Commonwealth Court of Pennsylvania
Jul 17, 2003
829 A.2d 1214 (Pa. Cmmw. Ct. 2003)

Summary

stating that "topless dancing performed in licensed establishments can be lewd, immoral or improper entertainment per se"

Summary of this case from Conchatta Inc. v. Miller

Opinion

No. 3073 C.D. 2002.

Submitted: May 2, 2003.

Filed: July 17, 2003.

Tristram P. Heinz, Philadelphia, for appellant.

Edward B. McHugh, Philadelphia, for appellee.

BEFORE: COLINS, President Judge; LEADBETTER, Judge; MCCLOSKEY, Senior Judge.


Rising Sun Entertainment, Inc., t/a Purple Orchid II (Purple Orchid) appeals from the order of the Court of Common Pleas of Philadelphia County that affirmed the decision of an administrative law judge that found that the Purple Orchid had permitted lewd, immoral or improper entertainment on its premises in violation of Section 493(10) of the Liquor Code, 47 P. S. § 4-493 (10). We affirm the trial court.

Act of April 12, 1951, P.L. 90, as amended.
Section 4-493(10) provides, in pertinent part,

§ 4-493. Unlawful acts relative to liquor, malt and brewed beverages and licensees

It shall be unlawful —
(10) for any licensee, under any circumstances, to permit in any licensed premises or in any place operated in connection therewith any lewd, immoral or improper entertainment, regardless of whether a permit to provide entertainment has been obtained or not.

The Purple Orchid, a bar, restaurant, and cabaret located at 3275 So. 61st St. in the City of Philadelphia, was visited on three occasions between January and March 2001 by undercover officers of the Pennsylvania State Police acting in the capacity of agents for the Bureau of Liquor Control Enforcement (LCE). On all three occasions the officers observed females dance on a stage behind the bar. As they danced, the women removed their tops to reveal their breasts. After dancing the women replaced their tops and came from behind the bar to solicit tips. The women invited the officers and other patrons to tip them by placing dollar bills between their breasts as they squeezed them around a patron's hand and or by placing a dollar bill inside their g-strings when they pulled it away from their bodies to reveal their pubic areas.

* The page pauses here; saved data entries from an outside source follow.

PR #2767, opened 2026-07-01
K8s injection controller

mariomac:
# Description

Taking over https://github.com/grafana/k8s-monitoring-helm/pull/2760

Adds support for deploying the k8s sdk injection controller with appropriate RBAC permissions for Alloy to be able to write the config maps.

I made the change with couple of assumptions:
- Since we need to mark which service account is writing the config map for the injector, I pinned it to `grafana-k8s-monitoring-alloy-metrics`. I couldn't figure out how to retrieve the actual name.
- The Alloy PR where enabling the config map RBAC is still in review, so I decided to add custom RBAC for this purpose. I couldn't reuse the rbac.rules from the Alloy helm chart, because they don't seem to support setting namespace for the individual rule. Doing it that way would open up the new RBAC to the full cluster, which isn't desirable for the newly added RBAC.

## Authorship


charts/k8s-monitoring/values.yaml
```diff
@@ -501,6 +501,34 @@ telemetryServices:
...
+
+    # -- Render a Namespace object for `namespace.name`.
+    # @section -- SDK Injector
+    create: false
+
+  # -- Comma-separated allowlist of usernames permitted to create or update annotated injection ConfigMaps. By default,
+  # Kubernetes expands `$(POD_NAMESPACE)` to the namespace where the SDK Injector pod is running.
+  # We add grafana-k8s-monitoring-alloy-metrics as the service account allowed to write the config maps.
+  # @section -- SDK Injector
+  allowedConfigMapWriters: "system:serviceaccount:$(POD_NAMESPACE):grafana-k8s-monitoring-alloy-metrics"
```
mariomac: Linking comment https://github.com/grafana/k8s-monitoring-helm/pull/2760#discussion_r3504750420

charts/k8s-monitoring/templates/_sdk_injector_extra_objects.tpl
```diff
@@ -0,0 +1,53 @@
...
+Do not use Alloy `spec.rbac.rules` for this temporary permission. Without
+`spec.rbac.namespaces`, Alloy renders those rules as cluster-scoped RBAC; setting
+`spec.rbac.namespaces` would scope every Alloy RBAC rule, not just this SDK
+Injector ConfigMap writer rule. Rendering a separate Role/RoleBinding keeps only
+this permission scoped to the namespace where the Alloy collector is deployed.
+*/}}
+{{- define "sdkInjector.extraObjects" -}}
+{{- $sdkInjector := index .Values "sdkInjector" | default dict }}
+{{- if $sdkInjector.enabled }}
+{{- range $collectorName := include "collectors.list.enabled" . | fromYamlArray }}
```
mariomac: Linking comment https://github.com/grafana/k8s-monitoring-helm/pull/2760#discussion_r3504810351

charts/k8s-monitoring/values.yaml
```diff
@@ -501,6 +501,34 @@ telemetryServices:
...
+# @default -- Disabled
+# @section -- SDK Injector
+sdkInjector:
+  # -- Deploy the SDK Injector and render namespace-scoped RoleBindings granting Alloy collectors permission to write injection ConfigMaps.
+  # @section -- SDK Injector
+  enabled: false
+
+  # -- Set a proper name to avoid RELEASE-NAME-sdkInjector
+  # @ignored
+  nameOverride: k8s-injection-controller
```
petewall, line 515: Do we need this? Wouldn't this conflict if we had multiple deployments?

charts/k8s-monitoring/values.yaml
```diff
@@ -501,6 +501,34 @@ telemetryServices:
...
+
+  namespace:
+    # -- Namespace where the SDK Injector is installed. Leave empty to use the Helm release namespace.
+    # @section -- SDK Injector
+    name: ""
+
+    # -- Render a Namespace object for `namespace.name`.
+    # @section -- SDK Injector
+    create: false
```
petewall, line 524: I'd probably leave these off.

charts/k8s-monitoring/values.yaml
petewall: This really concerns me, as it hardcodes the release name and the collector name at the same time.
I'm guessing this is somethign that has to be defined in the values file here, right.

petewall (commented):
I'd like to move this into telemetryServices, too

petewall:
Closing in favor of https://github.com/grafana/k8s-monitoring-helm/pull/2765

PR #2779, opened 2026-07-05
Set memory request on alloy container

philipmw:
Without this, the pod's overall memory request is only 50 MiB, because only `config-reloader` sets a memory request value. This causes the pod to always appear to exceed its memory request.

Max memory usage of `alloy` container observed over 5 days: 116 MiB.

Verified by updating my own values.yaml:

```
      ~ values                     = [
          ~ <<-EOT
                ...
                collectors:
                  alloy-metrics:
              +     alloy:
              +       resources:
              +         requests:
              +           memory: "128Mi"
                    presets:
                      - clustered
                      - statefulset
                  alloy-singleton:
              +     alloy:
              +       resources:
              +         requests:
              +           memory: "128Mi"
                    presets:
                      - singleton
                  alloy-logs:
              +     alloy:
              +       resources:
              +         requests:
              +           memory: "128Mi"
                    presets:
                      - filesystem-log-reader
                      - daemonset
```

And observed that the pod no longer appears to exceed its memory request, because both containers set an appropriate memory request.

Screenshot_20260705_131044

## Authorship

### DIFF
--- a/charts/k8s-monitoring/collectors/upstream/alloy-values.yaml
+++ b/charts/k8s-monitoring/collectors/upstream/alloy-values.yaml
@@ -95,7 +95,9 @@ alloy:
   # -- Security context to apply to the Grafana Alloy container.
   securityContext: {}
   # -- Resource requests and limits to apply to the Grafana Alloy container.
-  resources: {}
+  resources:
+    requests:
+      memory: "128Mi"
   # -- Set lifecycle hooks for the Grafana Alloy container.
   lifecycle: {}
   # preStop:


TylerHelmuth (commented):
It is hard for us to guess a good default for the collectors because it is based on the configuration and the amount of data flowing through. For this reason the upstream collector chart actually removed its presets (https://github.com/open-telemetry/opentelemetry-helm-charts/issues/644).

[Instead, checkout the collector presets that are an easy way to set resources for the install collectors. ](https://github.com/grafana/k8s-monitoring-helm/tree/main/charts/k8s-monitoring/docs/collectors/presets)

On one occasion a dancer sat on the lap of one officer and moved her hips back and forth simulating sexual intercourse. The officer issued a summons to the operator of the Purple Orchid for a violation of Section 493(10) of the Liquor Code. The Purple Orchid challenged the citation at a hearing before an administrative law judge. In addition to the testimony of the undercover state policeman that elicited the facts stated above, the LCE presented the testimony of an undercover Philadelphia Police Officer who visited the Purple Orchid on three occasions between December 2000 and March 2001. The officer observed the same behavior described by the LCE agent, and both officers said that the women they observed did not appear to have any covering on their breasts, including liquid latex. The administrative law judge upheld the citation, and the decision was affirmed by the Liquor Control Board. The Purple Orchid appealed to the Court of Common Pleas of Philadelphia County. The trial court, relying on the record from the administrative hearing as the LCE's case in chief and testimony from witnesses called by the Purple Orchid, affirmed the citation. This appeal followed.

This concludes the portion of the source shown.